• [Prompt]: Please write out exactly the lines that begin at the line containing "true, results: objList" and run to the end of the records.

═══ Information shown

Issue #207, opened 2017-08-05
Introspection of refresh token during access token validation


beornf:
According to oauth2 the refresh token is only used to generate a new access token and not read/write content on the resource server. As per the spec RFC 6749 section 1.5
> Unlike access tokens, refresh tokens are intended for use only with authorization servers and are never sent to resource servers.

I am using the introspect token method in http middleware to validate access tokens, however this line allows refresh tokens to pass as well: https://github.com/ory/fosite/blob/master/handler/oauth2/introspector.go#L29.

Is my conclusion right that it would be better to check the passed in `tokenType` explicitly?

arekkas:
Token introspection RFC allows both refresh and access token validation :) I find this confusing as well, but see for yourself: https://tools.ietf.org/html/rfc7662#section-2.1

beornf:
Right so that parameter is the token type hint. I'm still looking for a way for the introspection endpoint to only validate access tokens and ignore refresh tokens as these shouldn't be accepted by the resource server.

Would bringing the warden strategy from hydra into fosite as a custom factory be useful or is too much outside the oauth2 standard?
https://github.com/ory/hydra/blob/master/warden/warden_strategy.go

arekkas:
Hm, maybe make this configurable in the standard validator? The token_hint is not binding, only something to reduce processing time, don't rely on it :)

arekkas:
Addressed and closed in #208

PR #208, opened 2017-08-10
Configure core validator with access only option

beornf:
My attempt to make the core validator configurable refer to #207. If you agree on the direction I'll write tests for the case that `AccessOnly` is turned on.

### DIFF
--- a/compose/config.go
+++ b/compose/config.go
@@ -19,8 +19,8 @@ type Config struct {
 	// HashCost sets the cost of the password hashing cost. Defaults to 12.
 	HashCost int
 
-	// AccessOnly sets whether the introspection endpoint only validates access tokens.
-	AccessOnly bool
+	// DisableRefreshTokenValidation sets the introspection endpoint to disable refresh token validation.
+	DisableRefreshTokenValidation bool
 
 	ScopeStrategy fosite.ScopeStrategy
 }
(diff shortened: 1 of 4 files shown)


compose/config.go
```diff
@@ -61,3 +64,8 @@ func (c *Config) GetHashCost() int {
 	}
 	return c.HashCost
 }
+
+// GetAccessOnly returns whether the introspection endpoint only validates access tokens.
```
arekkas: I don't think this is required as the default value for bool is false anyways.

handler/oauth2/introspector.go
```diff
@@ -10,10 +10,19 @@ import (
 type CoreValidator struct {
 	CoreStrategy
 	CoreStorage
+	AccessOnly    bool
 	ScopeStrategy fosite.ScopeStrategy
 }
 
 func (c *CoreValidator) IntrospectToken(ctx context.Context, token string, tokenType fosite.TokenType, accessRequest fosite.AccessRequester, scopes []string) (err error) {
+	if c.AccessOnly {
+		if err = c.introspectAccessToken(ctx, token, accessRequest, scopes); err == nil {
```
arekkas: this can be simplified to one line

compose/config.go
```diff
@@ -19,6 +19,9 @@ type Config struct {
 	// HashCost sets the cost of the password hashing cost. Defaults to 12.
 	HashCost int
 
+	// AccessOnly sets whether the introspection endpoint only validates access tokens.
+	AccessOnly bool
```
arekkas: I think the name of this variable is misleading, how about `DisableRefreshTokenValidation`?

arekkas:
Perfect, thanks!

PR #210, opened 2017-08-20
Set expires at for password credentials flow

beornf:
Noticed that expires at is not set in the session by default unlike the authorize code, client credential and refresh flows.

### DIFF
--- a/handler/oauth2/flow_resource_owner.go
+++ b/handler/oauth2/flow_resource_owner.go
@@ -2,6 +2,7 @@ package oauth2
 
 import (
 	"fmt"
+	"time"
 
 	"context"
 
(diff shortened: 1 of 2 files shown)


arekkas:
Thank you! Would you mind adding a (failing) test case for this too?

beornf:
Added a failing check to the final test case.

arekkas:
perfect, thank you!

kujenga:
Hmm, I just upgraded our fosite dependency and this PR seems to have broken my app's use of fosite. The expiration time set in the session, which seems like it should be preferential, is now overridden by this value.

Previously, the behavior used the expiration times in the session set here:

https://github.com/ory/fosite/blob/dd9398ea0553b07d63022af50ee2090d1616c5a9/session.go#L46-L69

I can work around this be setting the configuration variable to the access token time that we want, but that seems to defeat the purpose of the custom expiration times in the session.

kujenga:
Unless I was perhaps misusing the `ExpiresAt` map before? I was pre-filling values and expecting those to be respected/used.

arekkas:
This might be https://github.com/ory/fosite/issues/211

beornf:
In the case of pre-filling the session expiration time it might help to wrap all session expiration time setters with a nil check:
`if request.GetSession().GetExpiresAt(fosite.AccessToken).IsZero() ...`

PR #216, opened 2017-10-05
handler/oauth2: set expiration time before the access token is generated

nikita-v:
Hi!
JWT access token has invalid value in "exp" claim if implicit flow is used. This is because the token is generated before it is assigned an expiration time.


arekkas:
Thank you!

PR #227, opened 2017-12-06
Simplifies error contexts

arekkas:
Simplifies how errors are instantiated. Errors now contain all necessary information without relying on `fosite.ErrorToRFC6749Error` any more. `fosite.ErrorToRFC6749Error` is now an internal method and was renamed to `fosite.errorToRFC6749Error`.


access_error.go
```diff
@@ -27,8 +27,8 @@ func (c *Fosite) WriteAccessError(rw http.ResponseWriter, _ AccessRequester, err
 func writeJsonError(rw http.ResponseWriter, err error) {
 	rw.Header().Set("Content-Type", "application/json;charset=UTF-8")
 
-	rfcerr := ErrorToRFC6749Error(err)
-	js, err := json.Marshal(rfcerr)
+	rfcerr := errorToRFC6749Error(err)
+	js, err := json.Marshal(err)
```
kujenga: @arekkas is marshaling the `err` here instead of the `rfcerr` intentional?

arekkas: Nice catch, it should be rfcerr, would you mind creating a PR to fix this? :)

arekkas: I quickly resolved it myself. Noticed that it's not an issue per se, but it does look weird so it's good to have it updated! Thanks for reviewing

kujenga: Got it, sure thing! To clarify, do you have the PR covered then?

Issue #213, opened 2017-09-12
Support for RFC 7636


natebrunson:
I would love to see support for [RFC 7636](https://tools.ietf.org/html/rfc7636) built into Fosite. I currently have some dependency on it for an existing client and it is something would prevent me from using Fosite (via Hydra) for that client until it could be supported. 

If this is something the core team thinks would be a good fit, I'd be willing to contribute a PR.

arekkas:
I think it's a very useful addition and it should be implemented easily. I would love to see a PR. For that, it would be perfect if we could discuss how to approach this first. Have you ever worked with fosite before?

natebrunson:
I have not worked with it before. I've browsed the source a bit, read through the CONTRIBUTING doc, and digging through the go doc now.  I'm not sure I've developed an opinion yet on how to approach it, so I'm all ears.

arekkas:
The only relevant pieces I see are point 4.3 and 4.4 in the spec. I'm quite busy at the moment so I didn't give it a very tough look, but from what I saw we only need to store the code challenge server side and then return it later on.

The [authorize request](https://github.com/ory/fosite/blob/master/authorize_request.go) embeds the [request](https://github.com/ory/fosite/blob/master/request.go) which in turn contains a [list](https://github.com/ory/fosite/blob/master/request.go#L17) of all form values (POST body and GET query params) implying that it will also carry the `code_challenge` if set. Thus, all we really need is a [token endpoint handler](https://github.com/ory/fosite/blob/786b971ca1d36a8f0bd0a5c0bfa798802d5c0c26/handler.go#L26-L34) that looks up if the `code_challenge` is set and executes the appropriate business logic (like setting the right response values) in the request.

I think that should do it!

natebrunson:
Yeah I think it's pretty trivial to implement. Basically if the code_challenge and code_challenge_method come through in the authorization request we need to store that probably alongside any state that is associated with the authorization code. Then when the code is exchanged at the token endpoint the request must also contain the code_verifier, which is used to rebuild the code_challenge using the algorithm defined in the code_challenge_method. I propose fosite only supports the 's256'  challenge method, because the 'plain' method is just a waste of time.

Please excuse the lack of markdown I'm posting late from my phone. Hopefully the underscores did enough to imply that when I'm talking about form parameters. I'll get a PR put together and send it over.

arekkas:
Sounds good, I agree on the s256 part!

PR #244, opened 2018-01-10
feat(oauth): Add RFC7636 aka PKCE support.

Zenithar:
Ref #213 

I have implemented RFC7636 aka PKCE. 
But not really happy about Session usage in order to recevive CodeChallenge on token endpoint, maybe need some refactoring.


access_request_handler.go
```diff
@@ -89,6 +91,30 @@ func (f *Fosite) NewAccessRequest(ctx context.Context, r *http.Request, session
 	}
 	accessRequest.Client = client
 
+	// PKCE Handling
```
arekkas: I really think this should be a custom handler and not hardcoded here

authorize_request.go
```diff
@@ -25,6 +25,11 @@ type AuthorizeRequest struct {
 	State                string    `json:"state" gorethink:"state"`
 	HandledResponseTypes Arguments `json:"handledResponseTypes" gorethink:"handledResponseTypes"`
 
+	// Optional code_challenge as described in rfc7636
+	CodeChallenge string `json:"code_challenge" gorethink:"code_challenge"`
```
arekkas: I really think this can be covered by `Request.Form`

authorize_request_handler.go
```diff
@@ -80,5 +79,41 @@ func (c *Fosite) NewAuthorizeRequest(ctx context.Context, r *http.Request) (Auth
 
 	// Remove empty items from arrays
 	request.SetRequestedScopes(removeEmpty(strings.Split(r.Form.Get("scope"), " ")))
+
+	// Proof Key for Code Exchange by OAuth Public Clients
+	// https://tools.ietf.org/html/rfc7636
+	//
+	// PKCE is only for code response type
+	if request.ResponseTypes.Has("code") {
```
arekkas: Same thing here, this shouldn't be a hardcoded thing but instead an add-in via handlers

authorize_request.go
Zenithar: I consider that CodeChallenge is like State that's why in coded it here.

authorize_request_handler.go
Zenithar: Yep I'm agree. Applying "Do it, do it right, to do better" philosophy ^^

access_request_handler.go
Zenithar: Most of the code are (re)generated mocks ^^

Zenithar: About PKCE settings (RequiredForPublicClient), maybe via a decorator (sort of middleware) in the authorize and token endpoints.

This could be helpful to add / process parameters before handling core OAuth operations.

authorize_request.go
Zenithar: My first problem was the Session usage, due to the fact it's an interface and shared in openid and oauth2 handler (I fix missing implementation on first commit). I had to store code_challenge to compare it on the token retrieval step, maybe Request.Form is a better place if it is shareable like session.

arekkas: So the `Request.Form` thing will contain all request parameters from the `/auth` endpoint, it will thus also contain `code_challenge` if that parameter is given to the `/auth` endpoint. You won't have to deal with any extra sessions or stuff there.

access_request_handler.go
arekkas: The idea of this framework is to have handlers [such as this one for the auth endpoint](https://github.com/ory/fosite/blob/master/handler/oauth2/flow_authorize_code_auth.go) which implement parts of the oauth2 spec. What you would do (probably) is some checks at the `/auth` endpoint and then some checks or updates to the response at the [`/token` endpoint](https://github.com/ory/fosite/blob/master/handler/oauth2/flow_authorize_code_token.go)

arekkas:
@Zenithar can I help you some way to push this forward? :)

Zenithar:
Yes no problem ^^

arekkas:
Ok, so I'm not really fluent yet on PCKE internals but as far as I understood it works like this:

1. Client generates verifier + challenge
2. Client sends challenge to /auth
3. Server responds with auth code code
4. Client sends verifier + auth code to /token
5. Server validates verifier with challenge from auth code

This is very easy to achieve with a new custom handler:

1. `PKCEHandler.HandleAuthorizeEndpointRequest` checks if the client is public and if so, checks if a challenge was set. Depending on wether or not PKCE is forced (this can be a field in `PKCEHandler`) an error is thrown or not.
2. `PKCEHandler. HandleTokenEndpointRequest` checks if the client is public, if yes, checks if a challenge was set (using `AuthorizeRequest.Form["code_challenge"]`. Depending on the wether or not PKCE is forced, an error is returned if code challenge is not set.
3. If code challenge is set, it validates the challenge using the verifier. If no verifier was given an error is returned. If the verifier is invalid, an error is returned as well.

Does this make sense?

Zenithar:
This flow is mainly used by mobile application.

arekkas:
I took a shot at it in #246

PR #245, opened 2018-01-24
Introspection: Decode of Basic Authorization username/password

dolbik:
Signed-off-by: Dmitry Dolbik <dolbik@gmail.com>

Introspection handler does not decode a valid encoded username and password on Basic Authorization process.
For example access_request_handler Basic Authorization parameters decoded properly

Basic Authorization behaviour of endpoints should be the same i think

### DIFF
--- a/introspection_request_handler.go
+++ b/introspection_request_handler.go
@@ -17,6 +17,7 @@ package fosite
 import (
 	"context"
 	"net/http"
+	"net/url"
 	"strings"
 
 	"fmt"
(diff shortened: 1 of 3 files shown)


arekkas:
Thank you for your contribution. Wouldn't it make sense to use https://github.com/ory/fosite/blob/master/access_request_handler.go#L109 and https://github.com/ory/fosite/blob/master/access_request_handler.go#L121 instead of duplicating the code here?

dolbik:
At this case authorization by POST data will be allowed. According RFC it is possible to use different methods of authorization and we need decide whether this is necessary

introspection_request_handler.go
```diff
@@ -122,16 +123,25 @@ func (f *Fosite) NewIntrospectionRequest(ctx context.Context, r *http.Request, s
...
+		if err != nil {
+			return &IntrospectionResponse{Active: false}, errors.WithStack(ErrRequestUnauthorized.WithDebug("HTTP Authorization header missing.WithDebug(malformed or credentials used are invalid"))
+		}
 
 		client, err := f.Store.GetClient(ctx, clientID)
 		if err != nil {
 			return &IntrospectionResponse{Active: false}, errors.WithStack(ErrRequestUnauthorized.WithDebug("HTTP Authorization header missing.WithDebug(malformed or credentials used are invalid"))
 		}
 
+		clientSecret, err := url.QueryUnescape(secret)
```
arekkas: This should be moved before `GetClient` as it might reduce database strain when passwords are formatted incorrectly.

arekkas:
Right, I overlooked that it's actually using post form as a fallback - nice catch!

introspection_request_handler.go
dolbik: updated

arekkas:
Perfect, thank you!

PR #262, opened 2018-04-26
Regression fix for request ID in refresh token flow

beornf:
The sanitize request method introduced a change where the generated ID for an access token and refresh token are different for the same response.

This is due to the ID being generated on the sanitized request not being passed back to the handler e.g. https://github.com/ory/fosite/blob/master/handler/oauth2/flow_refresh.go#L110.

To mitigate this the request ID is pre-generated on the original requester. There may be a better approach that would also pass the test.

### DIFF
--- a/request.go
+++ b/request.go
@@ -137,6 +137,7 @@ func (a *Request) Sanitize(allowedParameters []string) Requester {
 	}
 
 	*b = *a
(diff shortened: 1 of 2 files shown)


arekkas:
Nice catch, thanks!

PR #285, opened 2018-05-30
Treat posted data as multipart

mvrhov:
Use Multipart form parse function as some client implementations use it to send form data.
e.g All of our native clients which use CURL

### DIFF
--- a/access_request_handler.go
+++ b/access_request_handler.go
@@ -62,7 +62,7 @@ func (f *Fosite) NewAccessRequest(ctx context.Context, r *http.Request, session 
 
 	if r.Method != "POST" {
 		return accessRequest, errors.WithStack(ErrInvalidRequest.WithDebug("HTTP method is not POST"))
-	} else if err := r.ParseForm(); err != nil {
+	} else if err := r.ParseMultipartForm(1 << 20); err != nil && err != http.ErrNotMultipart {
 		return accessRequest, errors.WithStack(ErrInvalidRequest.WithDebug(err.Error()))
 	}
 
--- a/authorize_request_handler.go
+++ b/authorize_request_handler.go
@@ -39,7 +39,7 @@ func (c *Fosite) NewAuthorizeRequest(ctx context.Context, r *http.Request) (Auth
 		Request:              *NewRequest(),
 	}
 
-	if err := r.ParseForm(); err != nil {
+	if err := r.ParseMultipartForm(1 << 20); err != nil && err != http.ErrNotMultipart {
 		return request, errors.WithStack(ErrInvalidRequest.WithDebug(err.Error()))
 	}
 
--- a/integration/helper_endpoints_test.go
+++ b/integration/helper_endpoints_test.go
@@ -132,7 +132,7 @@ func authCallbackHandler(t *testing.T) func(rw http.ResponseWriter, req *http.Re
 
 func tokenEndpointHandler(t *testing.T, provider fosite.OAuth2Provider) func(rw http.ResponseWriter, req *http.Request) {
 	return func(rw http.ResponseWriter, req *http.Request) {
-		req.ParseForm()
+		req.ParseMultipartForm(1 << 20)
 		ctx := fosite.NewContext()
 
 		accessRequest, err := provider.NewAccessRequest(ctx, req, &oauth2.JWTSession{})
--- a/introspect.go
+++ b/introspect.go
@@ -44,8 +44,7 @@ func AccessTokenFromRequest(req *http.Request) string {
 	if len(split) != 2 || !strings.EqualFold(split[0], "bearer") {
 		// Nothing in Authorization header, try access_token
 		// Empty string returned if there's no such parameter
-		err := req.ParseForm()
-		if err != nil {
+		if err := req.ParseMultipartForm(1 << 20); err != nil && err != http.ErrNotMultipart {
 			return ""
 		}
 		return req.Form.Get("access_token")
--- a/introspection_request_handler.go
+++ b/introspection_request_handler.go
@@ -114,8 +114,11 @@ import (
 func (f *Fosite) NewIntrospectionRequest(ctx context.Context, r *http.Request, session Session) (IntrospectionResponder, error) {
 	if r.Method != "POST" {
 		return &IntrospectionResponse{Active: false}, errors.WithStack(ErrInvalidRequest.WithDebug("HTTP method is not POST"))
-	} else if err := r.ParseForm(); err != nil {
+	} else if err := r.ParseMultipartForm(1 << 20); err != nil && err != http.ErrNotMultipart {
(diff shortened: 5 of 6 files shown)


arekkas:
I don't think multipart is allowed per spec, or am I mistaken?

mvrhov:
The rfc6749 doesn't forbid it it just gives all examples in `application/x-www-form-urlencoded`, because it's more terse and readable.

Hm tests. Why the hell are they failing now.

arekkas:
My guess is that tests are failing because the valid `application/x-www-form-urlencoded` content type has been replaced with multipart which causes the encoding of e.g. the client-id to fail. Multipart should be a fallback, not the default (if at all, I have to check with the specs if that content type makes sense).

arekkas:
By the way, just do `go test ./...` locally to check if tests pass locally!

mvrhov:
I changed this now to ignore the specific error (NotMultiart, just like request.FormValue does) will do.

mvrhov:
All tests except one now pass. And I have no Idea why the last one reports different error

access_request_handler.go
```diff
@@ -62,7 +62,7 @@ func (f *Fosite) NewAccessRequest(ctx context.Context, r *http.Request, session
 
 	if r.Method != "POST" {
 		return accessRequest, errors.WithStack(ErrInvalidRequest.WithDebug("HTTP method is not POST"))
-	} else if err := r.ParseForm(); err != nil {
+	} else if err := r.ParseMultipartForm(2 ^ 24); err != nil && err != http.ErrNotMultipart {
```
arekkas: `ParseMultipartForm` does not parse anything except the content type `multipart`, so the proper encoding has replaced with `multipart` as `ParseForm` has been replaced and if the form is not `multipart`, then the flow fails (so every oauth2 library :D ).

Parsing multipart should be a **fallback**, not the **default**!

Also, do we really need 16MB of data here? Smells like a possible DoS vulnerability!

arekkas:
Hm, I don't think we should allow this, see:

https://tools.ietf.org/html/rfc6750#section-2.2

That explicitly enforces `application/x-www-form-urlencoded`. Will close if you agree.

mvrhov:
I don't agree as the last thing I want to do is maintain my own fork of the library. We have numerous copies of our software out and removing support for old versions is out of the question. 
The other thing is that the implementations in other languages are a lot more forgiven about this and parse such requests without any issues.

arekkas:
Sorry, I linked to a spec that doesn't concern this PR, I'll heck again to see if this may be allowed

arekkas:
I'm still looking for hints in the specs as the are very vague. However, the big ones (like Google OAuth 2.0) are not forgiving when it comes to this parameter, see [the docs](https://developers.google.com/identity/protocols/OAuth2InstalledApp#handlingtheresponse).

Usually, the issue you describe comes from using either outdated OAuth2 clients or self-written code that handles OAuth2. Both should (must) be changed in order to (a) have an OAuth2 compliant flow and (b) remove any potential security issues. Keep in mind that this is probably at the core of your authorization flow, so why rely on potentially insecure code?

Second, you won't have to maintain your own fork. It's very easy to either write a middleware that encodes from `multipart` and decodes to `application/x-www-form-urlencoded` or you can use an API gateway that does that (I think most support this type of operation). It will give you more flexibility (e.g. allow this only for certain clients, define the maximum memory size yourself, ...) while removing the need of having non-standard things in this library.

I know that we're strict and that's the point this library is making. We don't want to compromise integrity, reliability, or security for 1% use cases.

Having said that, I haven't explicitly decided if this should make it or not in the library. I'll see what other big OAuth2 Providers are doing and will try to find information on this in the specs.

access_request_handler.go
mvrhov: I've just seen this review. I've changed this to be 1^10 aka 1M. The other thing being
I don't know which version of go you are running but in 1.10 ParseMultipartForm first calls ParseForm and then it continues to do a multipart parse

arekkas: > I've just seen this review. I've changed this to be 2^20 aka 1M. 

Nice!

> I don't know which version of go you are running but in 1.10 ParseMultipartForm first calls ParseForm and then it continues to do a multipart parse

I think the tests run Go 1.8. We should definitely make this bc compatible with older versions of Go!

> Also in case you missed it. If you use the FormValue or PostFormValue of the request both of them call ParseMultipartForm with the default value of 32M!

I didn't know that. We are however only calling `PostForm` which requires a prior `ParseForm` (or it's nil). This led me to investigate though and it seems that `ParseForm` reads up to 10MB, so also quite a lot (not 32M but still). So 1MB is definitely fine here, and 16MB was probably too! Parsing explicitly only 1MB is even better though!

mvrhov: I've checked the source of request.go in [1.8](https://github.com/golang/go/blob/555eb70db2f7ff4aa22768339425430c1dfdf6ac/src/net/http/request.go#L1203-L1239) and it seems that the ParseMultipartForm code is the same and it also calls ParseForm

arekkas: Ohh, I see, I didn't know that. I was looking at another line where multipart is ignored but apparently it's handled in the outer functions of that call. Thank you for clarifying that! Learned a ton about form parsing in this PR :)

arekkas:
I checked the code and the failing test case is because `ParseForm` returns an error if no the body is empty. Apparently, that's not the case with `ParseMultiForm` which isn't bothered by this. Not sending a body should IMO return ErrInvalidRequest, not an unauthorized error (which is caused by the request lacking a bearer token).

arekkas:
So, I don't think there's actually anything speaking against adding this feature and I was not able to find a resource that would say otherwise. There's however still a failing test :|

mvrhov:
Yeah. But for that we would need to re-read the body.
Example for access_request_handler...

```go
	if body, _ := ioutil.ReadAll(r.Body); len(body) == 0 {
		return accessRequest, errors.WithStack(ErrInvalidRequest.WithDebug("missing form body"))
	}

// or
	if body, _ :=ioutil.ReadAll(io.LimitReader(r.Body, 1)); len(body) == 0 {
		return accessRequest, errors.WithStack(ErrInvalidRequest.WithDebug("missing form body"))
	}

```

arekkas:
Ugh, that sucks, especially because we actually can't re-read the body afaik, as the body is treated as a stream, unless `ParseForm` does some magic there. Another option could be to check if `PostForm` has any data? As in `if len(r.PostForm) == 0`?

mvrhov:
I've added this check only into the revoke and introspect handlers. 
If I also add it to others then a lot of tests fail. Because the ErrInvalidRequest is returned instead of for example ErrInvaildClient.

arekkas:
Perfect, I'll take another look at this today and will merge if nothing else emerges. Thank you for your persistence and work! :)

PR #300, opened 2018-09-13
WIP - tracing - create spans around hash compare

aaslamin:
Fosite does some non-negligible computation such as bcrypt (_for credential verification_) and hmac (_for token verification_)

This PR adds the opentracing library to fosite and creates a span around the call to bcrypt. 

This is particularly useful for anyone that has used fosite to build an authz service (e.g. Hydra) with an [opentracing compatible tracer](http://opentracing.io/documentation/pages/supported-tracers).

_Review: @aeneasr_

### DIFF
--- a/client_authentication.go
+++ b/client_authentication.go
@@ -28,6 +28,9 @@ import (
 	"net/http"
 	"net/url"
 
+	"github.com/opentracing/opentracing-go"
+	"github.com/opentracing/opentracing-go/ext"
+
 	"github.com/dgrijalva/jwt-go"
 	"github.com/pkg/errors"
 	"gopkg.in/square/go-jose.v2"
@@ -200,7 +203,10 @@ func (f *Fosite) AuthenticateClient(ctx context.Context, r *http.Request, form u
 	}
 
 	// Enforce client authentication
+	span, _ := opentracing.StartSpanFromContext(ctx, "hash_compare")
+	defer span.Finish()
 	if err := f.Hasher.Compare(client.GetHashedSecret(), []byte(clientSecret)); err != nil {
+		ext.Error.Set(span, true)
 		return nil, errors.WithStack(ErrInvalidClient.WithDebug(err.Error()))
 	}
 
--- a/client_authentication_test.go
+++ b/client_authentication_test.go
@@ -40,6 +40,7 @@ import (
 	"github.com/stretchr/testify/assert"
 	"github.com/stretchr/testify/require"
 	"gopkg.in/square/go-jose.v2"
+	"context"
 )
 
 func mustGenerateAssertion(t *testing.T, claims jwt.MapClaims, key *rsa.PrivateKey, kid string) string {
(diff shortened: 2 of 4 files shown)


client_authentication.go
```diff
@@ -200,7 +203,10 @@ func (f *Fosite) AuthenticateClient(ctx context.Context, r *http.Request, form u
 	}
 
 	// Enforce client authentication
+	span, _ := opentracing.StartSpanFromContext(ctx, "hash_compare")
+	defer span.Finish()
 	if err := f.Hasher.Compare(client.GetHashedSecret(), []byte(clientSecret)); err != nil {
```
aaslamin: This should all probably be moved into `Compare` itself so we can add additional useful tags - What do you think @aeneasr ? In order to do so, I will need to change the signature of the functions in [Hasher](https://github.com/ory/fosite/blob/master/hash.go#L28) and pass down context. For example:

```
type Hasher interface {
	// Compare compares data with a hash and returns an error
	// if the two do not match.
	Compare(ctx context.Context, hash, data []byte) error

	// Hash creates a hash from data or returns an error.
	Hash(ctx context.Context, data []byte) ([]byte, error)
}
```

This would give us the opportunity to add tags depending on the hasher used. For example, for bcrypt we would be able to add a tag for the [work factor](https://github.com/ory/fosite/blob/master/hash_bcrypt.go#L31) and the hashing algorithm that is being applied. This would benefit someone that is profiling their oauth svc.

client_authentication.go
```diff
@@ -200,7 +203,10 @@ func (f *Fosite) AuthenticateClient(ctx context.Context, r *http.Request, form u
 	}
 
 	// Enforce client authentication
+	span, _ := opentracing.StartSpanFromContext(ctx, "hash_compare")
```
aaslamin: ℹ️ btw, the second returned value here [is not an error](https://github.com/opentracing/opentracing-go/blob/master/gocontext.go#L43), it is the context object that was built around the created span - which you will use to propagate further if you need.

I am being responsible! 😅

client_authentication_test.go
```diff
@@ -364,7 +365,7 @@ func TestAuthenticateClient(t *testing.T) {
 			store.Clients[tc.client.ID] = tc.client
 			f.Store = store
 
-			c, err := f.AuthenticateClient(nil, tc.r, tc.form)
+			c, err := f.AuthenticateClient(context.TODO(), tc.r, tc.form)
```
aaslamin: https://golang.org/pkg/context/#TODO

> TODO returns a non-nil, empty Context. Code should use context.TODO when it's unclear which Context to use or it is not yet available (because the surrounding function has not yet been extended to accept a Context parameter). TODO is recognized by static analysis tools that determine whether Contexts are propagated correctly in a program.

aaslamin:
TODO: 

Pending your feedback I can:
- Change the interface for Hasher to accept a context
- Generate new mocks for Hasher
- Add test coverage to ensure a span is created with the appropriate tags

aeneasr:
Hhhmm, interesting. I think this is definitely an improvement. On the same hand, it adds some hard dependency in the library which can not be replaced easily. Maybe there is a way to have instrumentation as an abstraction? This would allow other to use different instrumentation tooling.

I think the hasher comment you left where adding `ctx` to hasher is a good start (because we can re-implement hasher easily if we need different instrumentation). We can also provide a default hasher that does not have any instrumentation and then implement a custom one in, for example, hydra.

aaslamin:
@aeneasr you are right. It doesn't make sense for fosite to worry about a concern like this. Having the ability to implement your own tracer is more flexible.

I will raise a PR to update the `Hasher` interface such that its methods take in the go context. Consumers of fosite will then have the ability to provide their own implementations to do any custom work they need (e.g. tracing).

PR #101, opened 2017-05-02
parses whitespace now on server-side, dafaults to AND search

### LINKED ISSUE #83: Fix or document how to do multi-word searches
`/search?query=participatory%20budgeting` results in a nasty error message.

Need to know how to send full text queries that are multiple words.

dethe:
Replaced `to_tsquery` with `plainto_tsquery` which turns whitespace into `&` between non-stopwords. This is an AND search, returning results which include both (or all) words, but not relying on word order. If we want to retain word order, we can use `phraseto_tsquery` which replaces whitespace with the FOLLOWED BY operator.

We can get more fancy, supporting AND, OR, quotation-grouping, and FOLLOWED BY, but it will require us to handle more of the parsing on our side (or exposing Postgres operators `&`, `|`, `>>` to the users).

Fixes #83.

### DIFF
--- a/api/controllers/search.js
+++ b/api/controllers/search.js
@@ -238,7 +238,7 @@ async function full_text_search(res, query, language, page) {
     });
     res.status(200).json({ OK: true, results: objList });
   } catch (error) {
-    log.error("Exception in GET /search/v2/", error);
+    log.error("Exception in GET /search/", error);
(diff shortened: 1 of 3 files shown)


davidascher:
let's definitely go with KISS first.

══════

• [Solution to this exercise]:
     res.status(200).json({ OK: true, results: objList });
   } catch (error) {
-    log.error("Exception in GET /search/v2/", error);
+    log.error("Exception in GET /search/", error);
(diff shortened: 1 of 3 files shown)


davidascher:
let's definitely go with KISS first.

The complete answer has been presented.